Department of Otolaryngology, Harvard Medical School, Boston, Massachusetts, USA.
J Med Ethics. 2018 Mar;44(3):174-179. doi: 10.1136/medethics-2016-103655. Epub 2017 Sep 25.
Cochlear explantation for purely elective (e.g. psychological and emotional) reasons is not well studied. Herein, we aim to provide data and expert commentary about elective cochlear implant (CI) removal that may help to guide clinical decision-making and formulate guidelines related to CI explantation.
We address these objectives via three approaches: case report of a patient who desired elective CI removal; review of literature and expert discussion by surgeon, audiologist, bioethicist, CI user and member of Deaf community.
A systematic review using three scientific online databases was performed. Included articles addressed the benefits and/or complications of cochlear implantation in young children, CI explantation with or without revision surgery and the ethical debate between the medical and Deaf communities on cochlear implantation and explantation.
The medical and audiological perspectives identify a host of risks related to implant removal without reimplantation, including risk from surgery, general anaesthesia, cochlear ossification and poor audiometric outcomes. The member of the deaf community and bioethicist argue that physicians need to guide the principles of beneficence, non-maleficence and patient autonomy. Taken together, patient desires should be seen as paramount, if the patient is otherwise fit for surgery and well informed.
Similar to the case of device implantation, device explantation should be a multidisciplinary and collaborative decision with the patient and the family's desires at the centre. While every case is different, we offer a CI explantation discussion to assist in clinical decision-making, patient counselling and education.
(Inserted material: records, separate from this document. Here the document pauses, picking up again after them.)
PR #2288, opened 2023-04-21
chore: pre-populate setup ui using env vars

### LINKED ISSUE #1532: Setup UI should accept the default values of fields from the command-line

jp1ac4:
This aims to resolve #1532 by pre-populating the remaining fields in the setup UI using environment variables.

@dpc As discussed, I've followed the same approach as used in #1683. Please let me know if more robust checks of the environment variables are required.

I haven't pre-populated the guardian name as I believe that would require changing the code in https://github.com/fedimint/fedimint/blob/master/fedimint-testing/src/bin/fixtures.rs#L345, which might be out of scope here, but please let me know otherwise.

### DIFF
--- a/fedimintd/src/ui.rs
+++ b/fedimintd/src/ui.rs
@@ -225,6 +225,9 @@ async fn post_guardians(
 struct UrlConnection {
     ro_bitcoin_rpc_type: &'static str,
     ro_bitcoin_rpc_url: String,
+    bitcoin_network: String,
+    federation_name: String,
+    guardians_count: String,
     bind_p2p: String,
     p2p_url: String,
     bind_api: String,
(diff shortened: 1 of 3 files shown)


fedimintd/src/ui.rs
```diff
@@ -253,6 +256,9 @@ async fn params_page(
     UrlConnection {
         ro_bitcoin_rpc_type,
         ro_bitcoin_rpc_url,
+        bitcoin_network: env::var("FM_BITCOIND_NETWORK").unwrap_or("".to_string()),
```
dpc, line 259: bitcoin vs BITCOIND

I think we should just go with "bitcoin" (no d). It's about general network selector, and is not bitcoind specific.

dpc (commented):
LGTM, just one typo(?)

fedimintd/src/ui.rs
jp1ac4: Ah yes, I'll change this.

jp1ac4:
I've now renamed `FM_BITCOIND_NETWORK` -> `FM_BITCOIN_NETWORK` and squashed & rebased commits.

elsirion (approved):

因纯粹的选择性(如心理和情绪)原因而进行耳蜗摘出的研究并不充分。在此,我们旨在提供有关选择性人工耳蜗植入(CI)取出的数据和专家意见,以帮助指导临床决策并制定与 CI 取出相关的指南。
我们通过三种方法来实现这些目标:一名患者因期望选择性 CI 取出而行案例报告;对文献进行回顾和由外科医生、听力学家、生物伦理学家、CI 用户和聋人社区成员进行的专家讨论。
使用三个在线科学数据库进行了系统综述。纳入的文章涉及小儿人工耳蜗植入的益处和/或并发症、有或无修正手术的 CI 取出以及医学和聋人社区在人工耳蜗植入和取出方面的伦理辩论。
医疗和听力学观点确定了与不重新植入相关的一系列植入物移除风险,包括手术、全身麻醉、耳蜗骨化和听力结果不佳的风险。聋人社区成员和生物伦理学家认为,医生需要指导有益于患者、避免伤害和患者自主的原则。总之,如果患者适合手术且知情同意,患者的愿望应被视为首要考虑因素。
与装置植入的情况类似,装置取出也应是一个多学科和协作的决策过程,以患者及其家庭的愿望为中心。虽然每个病例都不同,但我们提供 CI 取出讨论,以协助临床决策、患者咨询和教育。